(Records from a dataset)
╔══

PR #3840, opened 2023-09-15
Integrate FASTA and guidetree meta in famsa module

lrauschning:
Changes the metadata handling in the famsa module to no longer discard the guidetree meta information but to merge it with the metadata  from the input fasta, preferring the fasta information in case of a conflict, the same as it is handled in the MAGUS PR (#3839).

## PR checklist


lrauschning:
Eh whoops, will resubmit based on the current main master branch.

╚══

## WORK INSTRUCTION
Whenever the word "guidetree" shows up in a line, that line counts. Say how many lines of the data count, giving the number alone.

## TASK RESULT
2